Like most small New England towns, my town is overwhelmingly white. Most white people in town would say that they are not racist and they would say that more-or-less, racism isn’t a problem here.

Last year Showing Up for Racial Justice launched a yard sign campaign. According to SURJ, the idea was for folks in predominantly white communities to post Black Lives Matter signs in their yards or windows providing them with an immediate action step: by putting up a sign, people make their support for Black Lives Matter public and help to create a visible presence of white people in solidarity with the movement for black lives. When I heard about this idea I was discouraged. Was this what we had reduced white activism to?
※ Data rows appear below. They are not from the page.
PR #4391, opened 2025-12-24
MSC4391: Simplified in-room bot commands

Gnuxie:
[Rendered](https://github.com/Gnuxie/matrix-doc/blob/gnuxie/simplified-in-room-bot-commands/proposals/4391-simplified-in-room-bot-commands.md)

---

This MSC incorporates work from [MSC4332](https://github.com/matrix-org/matrix-spec-proposals/pull/4332)


proposals/4391-simplified-in-room-bot-commands.md
tulir, line 1: Implementation requirements:

* [x] Client
* [x] Bot

proposals/4391-simplified-in-room-bot-commands.md
```diff
@@ -0,0 +1,332 @@
+# MSC4391: Simplified in-room bot commands
```
Gnuxie, line 1: At this stage the review i am looking for is whether this is an approach that we like. From there we need to:

- Give a more concrete description of the various schema for command descriptions and commands, particularly the command parameter schema type.
- Descriptions and schema as well as the existing examples.

proposals/4391-simplified-in-room-bot-commands.md
```diff
@@ -0,0 +1,332 @@
...
+The `content` for such an event fits the following implied schema:
+
+```json
+{
+  "type": "m.bot.command_description",
+  "sender": "@draupnir:draupnir.space",
+  // derived from `sha256(designator.join('') + mxid)`
+  "state_key": "JBDLR6YMe+72yqsEMi/MVdTmjN3ynPThMz+M7QLATZQ=",
+  "content": {
+    "designator": ["ban"],
```
tulir: Why is this an array? If it's for subcommands, why not just have a space-separated string? Also, aliases are important

proposals/4391-simplified-in-room-bot-commands.md
```diff
@@ -0,0 +1,332 @@
...
+- While a response format is not specified in this MSC, the MSC is designed to
+  be forward compatible with a follow up MSC for _partial commands_ and
+  _prompts_.
+
+The proposal makes no attempt to specify the syntax of commands within an
+`m.room.message` body or describe the syntax of those commands. This is
+specifically because when
+[MSC4332 tried to do this](https://github.com/matrix-org/matrix-spec-proposals/pull/4332/files#r2313755345)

Lawn signs.

Black Lives Matter banner at the local church

The idea seemed so pithy. When black people are being killed across the country the idea of posting a plastic sign in my front lawn seemed like it was minimizing the extreme violence against black, brown and indigenous people.
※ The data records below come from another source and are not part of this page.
PR #4392, opened 2025-12-26
MSC4392: Encrypted reactions and replies

tulir:
[Rendered](https://github.com/matrix-org/matrix-spec-proposals/blob/tulir/encrypted-reactions-and-replies/proposals/4392-encrypted-reactions-and-replies.md)

Ref https://github.com/matrix-org/matrix-spec/issues/660

### DIFF
--- a/proposals/4392-encrypted-reactions-and-replies.md
+++ b/proposals/4392-encrypted-reactions-and-replies.md
@@ -58,6 +58,14 @@ level of support for the encrypted reply metadata has been reached.
 Reactions could use a similar migration period, but it is uncertain whether
 current clients will accept encrypted `m.reaction` events at all.
 
+### Push notifications
+The proposed reaction format is indistinguishable from normal encrypted messages,
+which means servers would have to send wakeup pushes to mobile clients for all
+of them. This could be remediated with a separate flag in the unencrypted payload
+that indicates it should not trigger a push, e.g. `"m.priority": "low"`.
+[MSC3996](https://github.com/matrix-org/matrix-spec-proposals/pull/3996) has
+explored a similar problem for encrypted mentions-only rooms.
+
 ## Alternatives
 Some sort of breaking change is required to fix metadata leakage. It could be
 done as a part of a bigger breaking change, such as switching to extensible


proposals/4392-encrypted-reactions-and-replies.md
turt2live, line 1: Implementation requirements:

* [ ] Client, ideally multiple

krille-chan:
But this also means that every reaction triggers a push notification, which then has to be ignored on the client side, right? Any idea how we could avoid this? Especially for Apple devices, triggering push notifications which then do not result into a visible notification on the device this could lead to problems iirc and it is in general not very energy efficient if every reaction wakes up a device, decrypts a message only for the info that it can be ignored.

Maybe adding a flag to the unencrypted content, that this message does not necessary trigger a notification could be useful here? This could also then be used for future use cases like encrypted state events

proposals/4392-encrypted-reactions-and-replies.md
```diff
@@ -0,0 +1,75 @@
...
+that anyone needs server-side aggregations for replies, and therefore there is
+no reason to keep them unencrypted.
+
+When this document talks about the "unencrypted payload", it is referring to the
+cleartext/wire content that the homeserver sees. The "encrypted payload" is the
+content that was encrypted, which the homeserver can't see.
+
+## Proposal
+Clients SHOULD include the entire `m.relates_to` object in the encrypted payload
+of all events that include it.
```
anoadragon453, line 29: @krille-chan originally [said](https://github.com/matrix-org/matrix-spec-proposals/pull/4392#issuecomment-3707057869) (PR threads should be used for discussion):

> But this also means that every reaction triggers a push notification, which then has to be ignored on the client side, right? Any idea how we could avoid this? Especially for Apple devices, triggering push notifications which then do not result into a visible notification on the device this could lead to problems iirc and it is in general not very energy efficient if every reaction wakes up a device, decrypts a message only for the info that it can be ignored.
> 
> Maybe adding a flag to the unencrypted content, that this message does not necessary trigger a notification could be useful here? This could also then be used for future use cases like encrypted state events

anoadragon453: This refers to the [`.m.rule.suppress_edits` default override rule](https://spec.matrix.org/v1.17/client-server-api/#predefined-rules:~:text=Suppresses%20notifications%20related%20to%20event%20replacements%2E) which suppresses notifications related to event replacements:

```
{
    "rule_id": ".m.rule.suppress_edits",
    "default": true,
    "enabled": true,
    "conditions": [
        {
            "kind": "event_property_is",
            "value": "m.replace"
        }
    ],
    "actions": []
}
```

This proposal would result in this push rule being ineffective in encrypted rooms. A push notification would always be sent to the client for edits (using some resources), but clients running the push rules locally would then not actually pop a notification as they'd be able to see the `m.relates_to` field in the decrypted event source.

Battery life vs. privacy of communications has come up before [during the Intentional Mentions MSC](https://github.com/matrix-org/matrix-spec-proposals/pull/3952#discussion_r1112154200), and ultimately the SCT decided to prioritise privacy over battery life. MSC3996 is a proposal which aims to mitigate the problem somewhat by adding a boolean to the unencrypted portion that hints to the homeserver whether they should send a push or not, though that MSC has not gotten traction.

I would like to see this MSC at least mention the implications for push notifications.

tulir: Added a push notifications section to potential issues

krille-chan: @tulir thank you so much. I very like the `"m.priority": "low"` field. What do you think about make it even be used for mention only rooms with `"m.priority": "high"` which does the same as `"m.has_mentions": true` from MSC3996 with the intention that maybe other events as mentions could also make it a priority high or other things like edits could also become priority low, if we ever want to encrypt them as well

A few months after the campaign was launched some of my neighbors started to ask me where they could get lawn signs. The requests increased when a local church dedicated a month to discussing racism in the United States. I finally caved after I read a PBS poll about white people’s opinions about Black Lives Matter. I ordered 50 bright yellow signs from a local sign shop and also developed an info sheet to go with them. The sheet talked about other ways you could show that black lives matter to you, beyond just putting a sign in your yard. The signs went like hotcakes.

Yellow Black Lives Matter lawn sign

The reality is that white people boldly stating that Black Lives Matter is important. A September 2015 poll from PBS NewsHour and Marist College’s Institute for Public Opinion showed the opinions of people about Black Lives Matter and structural racism in the US. The poll showed that:

  • A majority of white residents, 58%, characterize the confederate flag as a source of southern pride compared with 67% of African Americans who describe it as a symbol of racism.
  • Nearly six in ten white people believe that Black Lives Matter distracts attention from the “real issues of discrimination.”
  • While a majority of whites, 52%, report a middle-class lifestyle is equally attainable regardless of race, six in ten African Americans, 60%, disagree, saying they have less opportunity.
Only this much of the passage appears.